Garofano also welcomed the opportunity to explore questions regarding
Caesar's physical and mental condition.Why was his behavior so strange
in the weeks leading up to his death? Could Caesar's epilepsy, well documented
in ancient texts, have affected his behavior and led to his death?
We contemplated an instance of Caesar's strange behavior when he failed
to rise to greet the senate—a deep insult to that body— a
few weeks before his death. One early historical analysis gave the excuse
of diarrhea; another, epilepsy. Considering other details in available
descriptions of his behavior, the question as to whether Caesar's choices
were influenced by temporal lobe epilepsy seemed well wor th exploring.

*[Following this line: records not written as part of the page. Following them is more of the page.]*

PR #1616, opened 2021-11-22
Lock react-router-dom to 5.2.1 until part gets updated

otahontas:
Tested manually with newest cra, should work


mluukkai:
fixed in 2022 edition

PR #1636, opened 2021-11-26
Remove Requiring of the http module

andrew-yang:
Don't need it since we require express I think? http just causes some confusion especially since the recommendation is to use express.


mluukkai:
it is needed in this case

PR #1638, opened 2021-11-26
Fix missing 11.13

t-miller:
- Decremented all numbers starting at 11.14


mluukkai:
this change can no be made before the course break

PR #1647, opened 2021-11-30
Remove reference to master branch

parttis:
Remove reference to master branch because it does not exist.
Instead, the default branch in the repository is part3-1.


lorenzojkrl (commented):
I think the line that you are removing is adding some clarity. Any specific reason to remove it?

parttis:
> I think the line that you are removing is adding some clarity. Any specific reason to remove it?

There is no such branch as master in the repository in question. 

Instead of master, the name of the default branch is part3-1.
Here are all the branches for the repository listed if you want to check:
https://github.com/FullStack-HY/part3-notes-backend/branches/all

lorenzojkrl (approved):

PR #1656, opened 2021-12-05
More small updates to osa3a.md

parttis:
- Fix typos.
- Add dollar symbols to all shell command examples.


lorenzojkrl (commented):
Is the dollar sign an expected pattern throughout the whole site?

parttis:
> Is the dollar sign an expected pattern throughout the whole site?

In the beginning of the course, dollar signs were used consistently to indicate all the shell commands and make explicit distinction between command line use and code examples. But then at some part of the course, they were dropped out.

Either way is okay for me. It would be good to be consistent here.

lorenzojkrl (approved):

PR #1695, opened 2021-12-21
Update part3d.md

GiorgiSheklashvili:


mluukkai:
this is correct already

PR #1699, opened 2021-12-24
Change the useEffect second parameter

matijanjic:
Changed the second parameter of useEffect from result to result.data.
Maybe I am in the wrong, but I couldn't get it to return to the all persons view without it.
It would, actually, but only for a fraction of the second and then it would switch back to the single person view.
Would love to hear the explanation for that!


mluukkai:
you are right. something has changed and it is now needed. changed in another commit

PR #1708, opened 2022-01-01
Update part4b.md - correction to promiseArray of noteObjects

josephalbaph:
const promiseArray = noteObjects.map(note => note.save()) can be wrong because it does not produces a promiseArray.
async and await need to be used by the map method to produce a promiseArray
suggested correction:
const promiseArray = noteObjects.map(async note => await note.save())


Kaltsoon:
`const promiseArray = noteObjects.map(note => note.save())` is correct, it returns an array of promises.

PR #2703, opened 2023-03-08
Add React Hook Form section

matnreyes:
I think more and more people are moving onto React Hook Form. I wrote a very quick explanation as to how it works but I trust the FSO team are much better equipped at explaining this concept. From  what I've seen online, Formik has started to become abandoned and it's slowed and much heavier than RHF. Also, validation can be done straight from this single library using Regex. 

This video does an amazing explanation for the concept. I created a login form using RHF instead of Formik.

https://www.youtube.com/watch?v=G4jD_u7isXk


mluukkai:
Indeed Formik should be replaced with the React Hook Form. It shall happen sometime later, so I will not yet merge this PR

PR #2714, opened 2023-03-11
Name query "changeNumber" so it matches other code

frozenzia:
Also CHANGE_NUMBER instead of EDIT_NUMBER -- this is more in line with the previous example of CREATE_PERSON.


mluukkai:
well, merging this would put the example code in github to out of synch, and the same change should be done to all language versions so will do this later

PR #2715, opened 2023-03-11
Add explanation why event handler can be simplified

noelsantotomas:
Add explanation as to why "Assigning the object to a variable in the event handlers is not necessary"


mluukkai:
no, you have a misunderstanding here, this has nothing to do react merging the state. and with state hooks it is not actually happening anymore

PR #2725, opened 2023-03-13
Correcting small error in part1c.md

gurvesh:
Correct errata - handleClick prop, instead of onClick prop

### DIFF
--- a/src/content/1/en/part1c.md
+++ b/src/content/1/en/part1c.md
@@ -629,7 +629,7 @@ const App = () => {
 
 Since we now have an easily reusable <i>Button</i> component, we've also implemented new functionality into our application by adding a button that can be used to decrement the counter.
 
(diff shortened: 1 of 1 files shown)


GeoffreyDlvl:
This paragraph left me confused when I read it. The documentation actually recommends that props should be named `onSomething` so I think that the `Button` prop should actually be replaced by `onClick` instead of `handleClick`.
"The event handler is passed to the <i>Button</i> component through the _handleClick_ prop." would indeed be the correct sentence with the current code but then "React's own official [tutorial](https://reactjs.org/tutorial/tutorial.html) suggests this convention." would be a wrong statement.
I wanted to publish a PR that would replace the prop name with `onClick` but in part1d there's a screenshot with the prop name, and I couldn't reproduce the exact same visual to keep it consistent with other screenshots.

PR #2728, opened 2023-03-13
Typo

Benbb96:


dylancdavis:
Is "Cours" not an acceptable translation of "Course"?

PR #2735, opened 2023-03-14
Update part5d.md

sahandsn:
cross-env is needed, for windows at least


mluukkai:
there will be a rewrite in the part

PR #2751, opened 2023-03-19
Update part7b.md

cabbachew:
Removed link to [old React Router page on hooks](https://reacttraining.com/react-router/web/api/Hooks) because the content no longer exists. The [new docs](https://reactrouter.com/en/main) do not have a route to an overview of hooks because documentation for each hook is directly accessible via the sidebar. Since the link to the new docs are already embedded earlier in the sentence, this link is no longer necessary.


cabbachew:
In the same section ("Hooks") in Part 7b, there are links to pages in the old React docs that all have a counterpart in [the new React docs](https://react.dev/):

image

I did not create a pull request to change them because the old docs are still available despite not being updated. I considered raising an issue, but if it would be helpful to update these links I can propose those changes as well.

PR #2771, opened 2023-03-25
Update part10c.md

AhmedKasu:
I believe we should import the authStorageContext that we already created in the AuthStorageContext.js file instead of creating another context in the useAuthStorage.js file.  The authStorageContext from AuthStorageContext is the one we are already using as the context provider in app.js


nikogenix (approved):
yep, I just ran into an issue because of this as well. in its current state, the hook leads to an undefined `authStorage` when used as instructed a bit later in this lesson.

```js
import { useAuthStorage } from '../hooks/useAuthStorage';
const authStorage = useAuthStorage();
await authStorage.setAccessToken(/* access token from the data */); // undefined
```

making the same changes as the PR, everything works as expected.

PR #2785, opened 2023-03-28
Exercise2.18-2.20_changes

oodtoon:
Feedback on exercises 2.18-2.20.


akirataguchi115 (changes requested):
Could you rather make an issue of this problem and close this pr or maybe just write the actual changes you want to see to the html?

mluukkai:
indeed, this should be an issue

PR #2798, opened 2023-04-01
Part 9b: fix bug in parseArguments function

JVPH:
Fix bug where passing an empty string '' as an argument would not throw an error.


mluukkai:
you are correct yes, but I will not merge this since being prepared for an empty string doesn't not make much sense in a toy example like this.

PR #2802, opened 2023-04-01
Update part3c.md

MarcGuay:
Explicitly state that we're going to be switching to working on the notes app backend


mluukkai:
well, it does not harm to add these but in parts 3- there is just a single app that is worked with in exercises and that should be pretty obvious from the context

PR #2819, opened 2023-04-06
Update part4a.md

MarcGuay:
Not sure if this is a mistake or if we are expected to put the `return 1` in there ourselves


mluukkai:
you have to put it yourself

PR #3236, opened 2023-10-31
Update part6d.md

bambery:
Code as written will throw a `defaultMutationOptions is not a function` error. Changing the code to include a `mutationFn` key will solve the problem.


bambery:
didn't see PR #3214 which solves the same issue

PR #3245, opened 2023-11-03
Update part1a.md

RexRowan:
Deleting the Hello component would cause the page not to load and errors in the DOM.


mluukkai:
well, it should be obvious that you can not delete a component. and if you delete it, there will be an important lesson. so will not add this. would be too much hand holding

PR #3246, opened 2023-11-05
Fix button onClick typo in part1c.md en/fr

willylin207:
The `<button>` react component needs to use onClick instead of onSmash for the event handler property.


KartikAroraOfficial:
Hey, No.
the onSmash there was justified and was added there according to the react official docs, which have been cited there. if you need further info. you can refer to this following article from the react's official documentation. 
[Naming event handler props](https://react.dev/learn/responding-to-events#naming-event-handler-props). 
Thus, your PR should not be merged into the source repo.

PR #3248, opened 2023-11-05
Update part3b.md note about "dist" in .dockerignore

SebastianEShelby:
Updated the note section about fly `.dockerignore` file to be more clear and in accordance with the course material (Note that the front-end project creates a "dist" folder not a "build" folder).


mluukkai:
fixd by another commit

PR #3250, opened 2023-11-06
change onClick for onSmash in the last line

ruperlopez:
last line is
const Button = ({ onSmash, text }) => <button onSmash={onSmash}>{text}</button>

it should be:
const Button = ({ onSmash, text }) => <button onClick={onSmash}>{text}</button>

since it is the browser button.
this can be found in: https://react.dev/learn/responding-to-events#naming-event-handler-props


KartikAroraOfficial:
yes, you're right. but another [Pull Request](https://github.com/fullstack-hy2020/fullstack-hy2020.github.io/pull/3246#issuecomment-1794555431) has already resolved it for both english and french parts.

PR #3251, opened 2023-11-06
Update part4b.md

ShivangBhawsar:
I got this error ("TypeError: Note.findByIdAndRemove is not a function," ) while deleteing a note with mongoose v 8. I think this is because the "findByIdAndRemove" function has been deprecated and "findByIdAndDelete" is the alternative.


mluukkai:
changed in another commit

PR #3254, opened 2023-11-07
Update part3c.md - MongoDB Model methods

inshal-haq:
In part3c, section "Other operations", the correct method for delete operation is findByIdAndDelete(). Possibly MongoDB updated it from Remove to Delete.

Also updated the links to properly open the method definitions


mluukkai:
changed in another commit

PR #3267, opened 2023-11-11
Update part4a.md

inshal-haq:
In section "Note on exports", the final point "Finding the usages of your exports with VScode" has some visual issues and is overlapping the sidebar.

The only fix I committed is grammar corrections for this final point. But still needs the visual correction.


inshal-haq:
Attached screenshot of visual issue. I am using chrome on macOS
Screenshot 2023-11-11 at 3 47 06 PM

PR #3279, opened 2023-11-16
Update part4c.md

enzolonghi:
The version 6.12.2 of Mongoose is also not compatible with the latest version of mongoose-unique-validator. You need to install version 7.6.5 of Mongoose for it to be compatible.


mluukkai:
fixed with another commit

PR #3291, opened 2023-11-22
Add "Hide extension URLS" recommendation

smith558:
Add "Hide extension URLS" recommendation. Otherwise the requests of any extensions (which we all have nowadays) clutter the "Networks tab".


mluukkai:
this is a good addition!

PR #3292, opened 2023-11-22
Update part5b.md

myverdict:
Added `export default NoteForm` to NoteForm component.


mluukkai:
these are quite often intentionally left out since reader is supposed to know at this point that there needs to be a export

PR #3294, opened 2023-11-23
Add missing `const` in delete route declaration

jeremytsang1:
For consistency with the rest of the text and also there seems no need
to create a property on the global object at this point.


jeremytsang1:
My mistake, forgot about the global notes object.

PR #3933, opened 2024-12-26
Update part6a.md

fixprogram:
We won't clear the input with event.target.note.value = '' because it's just an event object. 
If we're talking about uncontrolled components then I suppose we want to use refs here.

P.S We should also do something with description below about getting the input value by it's name


vejol:
Thank you for your pull request. Actually, the input can be cleared with `event.target.note.value = ''`. I'm closing this now.

PR #3940, opened 2025-01-04
Update part1d.md

amr112004:
making more calrifications about useState


vejol:
This is not relevant at this point in the material because useState has been introduced in detail in an earlier chapter.

PR #3941, opened 2025-01-05
Fix destructuring of props for Button in Part 1

loveleenc:


vejol:
Fixed in other commit.

PR #3945, opened 2025-01-07
Update part3d.md

sudo-rickroll:
Added a Note at the "vscode eslint plugin" part to ensure that it works. Without the changes to settings.json, it does not work.


vejol:
Thank you for the pull request! This is a bit too specific to be added to the course material. The eslint.validate setting should not exist automatically in the settings.json file, nor is it added during the installation of the VSCode ESLint plugin. Therefore, this instruction applies only in very exceptional cases. It is also beneficial for learning that people have to figure out their own environment configuration issues themselves, rather than trying to provide a ready-made solution for everything.

PR #3948, opened 2025-01-09
Fix docker container ls -a command

sebazai:


sebazai:
Closing, as same is later in material and seems to be conscious decision :)

PR #3959, opened 2025-01-16
Update part9c.md

shu1513:
Both I and my IDE were wondering where did "z" came from.


mluukkai:
fixed in new material

PR #3965, opened 2025-01-20
part2e 'kebab case' => 'kebab-case'

aleichtm:


vejol:
Thank you for the pull request. In this case, "kebab case" is the name of the naming convention being used, so it is written without a hyphen. Its meaning is clarified by the examples in the text, such as font-size vs. fontSize. Therefore, I do not accept this change.

PR #3969, opened 2025-01-24
Update info in part2a.md, exercise 2.1

juusosar:
The example solution for courseinfo for exercise 2.1 is currently found from the file 'App.js' in the submission system. Also the reference to 'kurssitiedot' might be deprecated since the submissions site has solution folders in English?


vejol:
Thank you for pointing this out! Could you make a little adjustment, please? File name is actually App.jsx

PR #3970, opened 2025-01-24
Specify major ESLint version

watteja:
ESLint 9 only supports flat config files. Package `eslint-plugin-react-native` does not. Therefore, it's necessary to install ESLint v8.


watteja:
I've just finished part 10, and I believe this is just a first instance of a wider issue regarding package compatibility.

I saw in later materials that usage of `--legacy-peer-deps` flag is recommended. For me personally, I also used `npx expo install` often instead of `npm install` directly, which ensures that the installed package will be compatible with the used Expo SDK version.

As I don't know enough about package management in Node (or Expo), I am closing this PR and letting more experienced folk handle it at the appropriate scale =)

PR #3971, opened 2025-01-24
Update part5b.md

sudo-rickroll:
Proptype added for 'children' inside Togglable.jsx to prevent eslint errors on it.


vejol:
Thank you for the pull request! Unfortunately, PropTypes is deprecated and will be removed in React version 19. The section related to it will be removed from this material during the update, so I will not accept this pull request.

PR #3974, opened 2025-01-29
Update part2b.md

SilverZer0:
The link is broken. I replaced it with a link to an archived version on web.archive.org


vejol:
Fixed in other commit.

Issue #526, opened 2025-10-01
Dispute initiator incorrectly identified in admin view


Catrya:
If it's a purchase order, it shows the solver that the buyer initiated the dispute, but if it's a sale order it shows that it was the seller

Sale Order: The buyer initiated the dispute but the admin sees the seller's pubkey as initiator
```
    initiator_pubkey: "c2a2ba9c04d2e33bb4666a17cc53bdb67f276324481e5011b5aae59554c36f8e",
    buyer_pubkey: Some(
        "b6fe1bc9c813c3b846dc602e1b476790983d6fa6568783c623a8affa2f42696d",
    ),
    seller_pubkey: Some(
        "c2a2ba9c04d2e33bb4666a17cc53bdb67f276324481e5011b5aae59554c36f8e",
```

Purchase Order: The seller opened the dispute, but the admin sees that the buyer is shown as the initiator
```
    initiator_pubkey: "55d8185c98b9b9c762dd23612e6f702e67a548923c784c5097dacfdf4cbac0f4",
    buyer_pubkey: Some(
        "55d8185c98b9b9c762dd23612e6f702e67a548923c784c5097dacfdf4cbac0f4",
    ),
    seller_pubkey: Some(
        "3ad583fe7ad5b4b307d4b5e5a590f5dd34f66681415901e0c673ea54fbf87523",
```

arkanoider:
Fixed via #527

PR #527, opened 2025-10-01
Fix for #526

arkanoider:
@grunch @Catrya ,

this is the fix for #526 , now initiator of dispute is correctly sent to admin( solver ) when the dispute is taken, previously, my bad, I was sending the pubkey or order creator.


Catrya (approved):
tACK

PR #552, opened 2025-12-10
  fix: correct amount calculations in seller/buyer messages

### LINKED ISSUE #551: Mostrod is not sending the correct amount of Satss in the payload for an order.
When a seller receives the `pay-invoice` message, even though they receive the hold invoice correctly, the amount they are told to pay is incorrect because it doesn't include the order fee.

Then, when the status changes to `Active`, both the seller and the buyer receive incorrect amounts, as they only receive the `order amount` without adding or subtracting the fee, as applicable.

This doesn't affect the functionality of Mostrod, but it does affect the user experience, as it can be confusing for them.

Catrya:
fix #551 
  - pay-invoice: Show order amount + fee
  - buyer-took-order: Show order amount + fee
  - hold-invoice-payment-accepted: Show order amount - fee

## Summary by CodeRabbit

* **Bug Fixes**
  * Invoice and order messages now use adjusted amounts so sellers are credited including transaction fees and buyers are charged net of fees; hold invoices and confirmation messages reflect these corrected amounts.

<sub>✏️ Tip: You can customize this high-level summary in your review settings.</sub>

### DIFF
--- a/src/app/add_invoice.rs
+++ b/src/app/add_invoice.rs
@@ -86,7 +86,7 @@ pub async fn add_invoice_action(
 
         // We send a confirmation message to seller
         let mut seller_order = SmallOrder::from(active_order.clone());
-        seller_order.amount = active_order.amount + active_order.fee;
+        seller_order.amount = active_order.amount.saturating_add(active_order.fee);
         enqueue_order_msg(
             None,
             Some(active_order.id),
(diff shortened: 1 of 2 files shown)


grunch (approved):
LGTM

arkanoider (approved):
Good job @Catrya ! Another detail that was silently there since long time, maybe i will look in the next days if I am able to compact in some way the two buffer variables to send messages to seller and buyer, but it's totally right!

uTACK!!

@grunch can merge this!

PR #599, opened 2026-02-17
Fix restore session dispute initiator

### LINKED ISSUE #598: The restore-session response does not include who initiated each dispute
This was already solved for dispute Nostr events in #563, but the restore payload was not updated alongside it.

Without this field, clients must fetch a past dispute event from a relay to determine the initiator, which is unreliable and not guaranteed to succeed. The restore response should be the source of truth for session recovery because if the relay does not have the event cached, the client has no way to determine the initiator at all.

## Current behavior

Disputes returned in the restore payload look like this:

```json
"disputes": [
  {
    "dispute_id": "<Dispute Id>",
    "order_id": "<Order Id>",
    "trade_index": 4,
    "status": "initiated"
  }
]
```

## New behavior

The `initiator` field should be included:

```json
"disputes": [
  {
    "dispute_id": "<Dispute Id>",
    "order_id": "<Order Id>",
    "trade_index": 4,
    "status": "initiated",
    "initiator": "seller"
  }
]
```

## Notes

- No schema migration is required. The data already exists in `orders.buyer_dispute` and `orders.seller_dispute` columns and can be derived via a JOIN in the restore query.

Related: #548, #563 and [protocol](https://mostro.network/protocol/restore_session.html )

BraCR10:
**Depends on: https://github.com/MostroP2P/mostro-core/issues/129**

The `restore-session` response was missing the `initiator` field in disputes. The data already existed in `orders.buyer_dispute` and `orders.seller_dispute` , so no schema changes were needed.

**Proposed changes:**

- Added `initiator: Option<String>` to `RestoredDisputesInfo` in `mostro-core`
- Added `buyer_dispute: bool` and `seller_dispute: bool` to `RestoredDisputeHelper` so those values can be read from the existing JOIN and used to derive the initiator after decryption
- Both existing queries (encrypted and non-encrypted) were updated, the JOIN with `orders` was already in place
- For non-encrypted databases: `initiator` is derived directly in SQL via a `CASE` on `buyer_dispute` / `seller_dispute`
- For encrypted databases: the same columns are fetched in the existing JOIN and `initiator` is derived in Rust after decrypting the master keys, following the current behaviour as #563 does

Closes #598 

## Summary by CodeRabbit

* **New Features**
  * Disputes now record and display the initiator (buyer, seller, or unknown), improving visibility into who opened a dispute.
  * Restored and listed dispute records include additional flags used to more accurately determine and populate the initiator when retrieving or restoring dispute data.

### DIFF
--- a/Cargo.toml
+++ b/Cargo.toml
@@ -69,7 +69,7 @@ reqwest = { version = "0.12.1", default-features = false, features = [
   "json",
   "rustls-tls",
 ] }
-mostro-core = { version = "0.7.0", features = ["sqlx"] }
+mostro-core = { version = "0.7.1", features = ["sqlx"] }
 tracing = "0.1.40"
 tracing-subscriber = { version = "0.3.18", features = ["env-filter"] }
 clap = { version = "4.5.45", features = ["derive"] }


mostronator (approved):
Re-reviewed after 3 new commits (`1095e698`, `dad0bbe6`, `69087484`).

Good improvements:
- Using `DisputeInitiator` enum instead of raw strings — type-safe and consistent with mostro-core
- Explicit handling of `(true, true)` conflict with `tracing::warn!` — better than silently returning `None`
- mostro-core bumped to 0.7.1

CI passes. LGTM ✅

grunch (approved):
LGTM

PR #625, opened 2026-03-05
feat: add days field to user rating event (kind 38384)

### LINKED ISSUE #624: Add days field to user rating event (kind 38384)
The user rating event (kind 38384) currently includes total_reviews, total_rating, last_rating, max_rate, and min_rate, but it does not include the days field (days since first trade).

The days field is already calculated and included in the rating tag within order events (kind 38383), but it's missing from the standalone user rating event.

**Use Case**

Userswants to see their own reputation in their account/profile screen. Currently, users can only see their reputation when they create an order (because the rating tag is included in the order event).

By adding days to the kind 38384 event, clients can query this public event and display the complete user reputation without needing to create an order or request it from Mostro.

**Proposed Solution**

Add the days tag to the rating event in src/app/rate_user.rs, calculated from the user's created_at timestamp:
```
let days = (Timestamp::now().as_u64() - user.created_at as u64) / 86400;
tags = tags.push(Tag::custom(
    TagKind::Custom("days".into()), 
    vec![days.to_string()]
));
```
This change only affects mostrod — no changes needed in mostro-core.

Expected Event Structure
```
{
  "kind": 38384,
  "tags": [
    ["d", "<user_trade_pubkey>"],
    ["total_reviews", "10"],
    ["total_rating", "48"],
    ["last_rating", "5"],
    ["max_rate", "5"],
    ["min_rate", "4"],
    ["days", "120"],  // ← new field
    ["y", "mostro"],
    ["z", "rating"]
  ]
}
```

Catrya:
fix #624 
Users should be able to see their reputation on the client they use. By adding it to the standalone rating event (kind 38384), clients can query it directly.

The mobile client already expects this field (`lib/data/models/rating.dart`) but always receives 0 because mostrod  wasn't sending it.

The change was made only in mostrod (not in the `Rating` struct of mostro-core) for these reasons:

  - `days` is not a rating attribute, it's derived from the user's `created_at` timestamp. Conceptually it doesn't  belong in the `Rating` struct alongside `total_reviews`, `last_rating`, etc.
  - The mobile client doesn't use mostro-core, it's a Flutter/Dart project with its own models, so modifying mostro-core wouldn't benefit any client

## Summary by CodeRabbit

* **Improvements**
  * Reputation calculations now include account age (days since creation) as an explicit rating tag, refining how reliability and experience are reflected in scores.
* **Tests**
  * Added unit tests validating account-age calculations across normal, zero, negative, and partial-day scenarios.
* **Documentation**
  * Updated rating event example to show the new "days" tag in event payloads.

### DIFF
--- a/.github/workflows/mutation.yml
+++ b/.github/workflows/mutation.yml
@@ -55,7 +55,7 @@ jobs:
             file_args="$file_args --file $f"
           done
           echo "Testing mutants in: $changed_rs"
-          cargo mutants $file_args --output mutants.out
+          cargo mutants $file_args
 
       - name: Upload mutation report
         uses: actions/upload-artifact@v4
@@ -180,7 +180,7 @@ jobs:
         run: cargo install cargo-mutants
 
       - name: Run full mutation testing
-        run: cargo mutants --output mutants.out
+        run: cargo mutants
         # Note: Do NOT fail on low score initially (report only mode)
         continue-on-error: true
 


arkanoider:
> @grunch @arkanoider The failing mutant (replace update_user_reputation_action -> Ok(())) is pre-existing and unrelated to this PR. It survives because no test executes this async function directly, it requires a SQLite pool, Nostr keys, and an UnwrappedGift, meaning full DB and protocol mocks to test end-to-end.
> 
> All 7 other mutants (including the 5 from the new days calculation) were caught. This one only appears because cargo-mutants analyzes touched lines and the function was modified when adding the calculate_days_since_creation call.
> 
> Covering it would require integration tests with full mocks, which is out of scope for this change.

uhhh ok, if mutants are merged we have to prepare basically always to these errors, I will take a look to fix the mutants for the files involved this morning. In case i will pr your pr...

PR #692, opened 2026-04-02
fix: prevent stale Order writes from causing duplicate payments

Catrya:
fix #691 
When buyer payment fails, `check_failure_retries` and `payment_success` perform full-row `order.clone().update(pool)` using a stale `Order` struct captured minutes earlier by `tokio::spawn`. This overwrites fields modified by concurrent processes, causing duplicate dev fee payments and duplicate buyer payments.                                                    
                                                                                                                      
  ## Root cause                                                                                                       
                                                            
  `do_payment` spawns async tasks that hold an `Order` copy. While the task waits for LND (can take minutes), other processes modify the same order in the DB, the dev fee cycle pays and writes `dev_fee_paid=true`, or another task succeeds and writes `status=success`. When the stale task finally calls `check_failure_retries`, the full-row write reverts these changes:                                                                               
                                                                                                                      
  - `dev_fee_paid` reverts to `false` → dev fee cycle pays again (duplicate)                                          
  - `status` reverts from `success` to `settled-hold-invoice` → buyer gets asked for a new invoice and gets paid again (duplicate)

  ## Changes                                                                                                          
                                                            
  - **`check_failure_retries`**: replace full-row write with targeted SQL that only updates `failed_payment` and `payment_attempts` — no longer overwrites `status`, `dev_fee_paid`, `dev_fee_payment_hash`, or any other field                                                        
  - **`payment_success`**: replace full-row write with targeted SQL that only updates `status` and `event_id`, with `WHERE status = 'settled-hold-invoice'` guard to prevent double success transitions from concurrent tasks                                                          
  - **`release_action` and `admin_settle_action`**: persist `settled-hold-invoice` status to DB before calling `do_payment` previously this status change only existed in memory and was persisted as a side-effect of the full-row writes  

<!-- This is an auto-generated comment: release notes by coderabbit.ai -->
## Summary by CodeRabbit

* **Bug Fixes**
  * Abort processing when a concurrent order status change is detected to prevent duplicate notifications, disputes handling, or payments.
  * Persist status/event markers earlier to reduce race conditions between status checks, dispute handling, messaging, and payment steps.

* **Performance**
  * Reduce unnecessary writes by updating only the specific fields that changed (dev fees, payment attempts, status/event), lowering contention and overwrite risk.

* **Tests**
  * Added a test ensuring targeted dev-fee updates do not overwrite concurrent status changes.
<!-- end of auto-generated comment: release notes by coderabbit.ai -->

PR #693, opened 2026-04-02
fix: use targeted updates for dev_fee writes

arkanoider:
Hi @Catrya ,

this could be a hardening to your #692 , using targeted update also in `dev_fee.rs` now we have completely decoupled updates of the payments.

- release, settle and all other logic just touch their part of order fields.
- dev_fee touch just the parts of dev fees.

Added also a test for regression.

Take a look!


Catrya (approved):
tACK

PR #701, opened 2026-04-09
fix: reject orders with invalid fiat_amount

Catrya:
- Reject orders with fiat_amount < 0 in all cases
  - Reject orders with fiat_amount == 0 for non-range orders
  - Add tests for both zero and negative fiat_amount scenarios

## Summary by CodeRabbit

* **Bug Fixes**
  * Orders with negative fiat amounts are now rejected.
  * Orders with zero fiat amounts are rejected for standard (non-range) orders while range orders remain supported.
* **Tests**
  * Added tests verifying rejection of non-range zero-amount orders and negative-amount range orders.

### DIFF
--- a/src/app/order.rs
+++ b/src/app/order.rs
@@ -345,7 +345,10 @@ mod tests {
         );
 
         let result = order_action(&ctx, msg, &event, &keys).await;
-        assert!(result.is_err());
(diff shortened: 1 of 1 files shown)


grunch:
duplicated #700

Symptoms of temporal lobe epilepsy, which become more common as the seizures
progress and become more generalized, include increased dissociation
and incontinence of bladder and bowel. Might Caesar, driven by narcissistic
concern with his own image and dignity, who had risen to become the most
powerful man in his world (and who could easily be said to have suffered
from grandiosity), have found it deeply humiliating, frightening, and
frustrating to lose control of both his sense of continuity in space
and time and his body in public? It is reasonable to infer that for Caesar,
it was far more painful to be seen as pitiable and incontinent than haughty
and rude. It is not a stretch to imagine that the life choice he faced
was especially stark: old age and increasing fits, temporal lobe–influenced
loss of autobiographical memory that he so valued, and even public diarrhea,
versus a dramatic exit.
I next raised the question whether Caesar's dramatic exit was not simply
a narcissist's suicide, but also a consciously chosen strategic act designed
to ensure his succession. Cornell University professor Barry Strauss,
of our classical historians team, explained that Caesar effectively gave
the conspirators a deadline when he announced he was about to leave for
war in Persia. Garofano noted that Caesar changed his will to name his
successor, his nephew Octavius, six months before his death. Just before
his death, Caesar left every citizen enough money to live on for three
months, guaranteeing a groundswell of mourning and adulation and the
historical immortality of a famous death that he so craved in writing
about his life.
ET TU, JULIUS?
While we worked to educate the public, we also were able to pose a previously
overlooked question in Julius Caesar scholarship. In the words of the
London Sunday Times Magazine cover article on the investigation, "Et
Tu, Julius?" (March 9, 2003):
Bursztajn's [working hypothesis] is startling. [What if] the
godfather who directs and controls the events of March 15, 44 BC, is
not hot-headed Cassius or scheming Brutus[?] They are, as they always
have been, far out of their depth, minnows in a political ocean patrolled
by sharks. No: the man pulling the strings, the orchestrator of his own
death, [could be] none other than Julius Caesar himself. The outcome
is exactly as he had planned it. In every particular, he gets what he
wants. The naive and foolish conspirators, on the other hand, go away
empty-handed, beaten by superior tradecraft and the poverty of their
own imagination. In defending the republic they ensured its demise. In
fighting dictatorship they have guaranteed its victory. By killing Caesar
they have made him immortal.
In this exploration I used psychoanalytically informed decision analysis
and forensic neuropsychiatry as ways to open other paths of inquiry,
rather than to come to a definitive conclusion. Such analyses are not
to be confused with a formulated forensic psychiatric opinion, as is
offered in the courtroom, or a psychoanalytic interpretation, as is constructed
with a patient in the consulting room. But by drawing from each, one
is able to question received wisdom, creating a context of discovery
in which new hypotheses can be explored while continuing to acknowledge
the ubiquity of both intrapsychic and interpersonal conflict.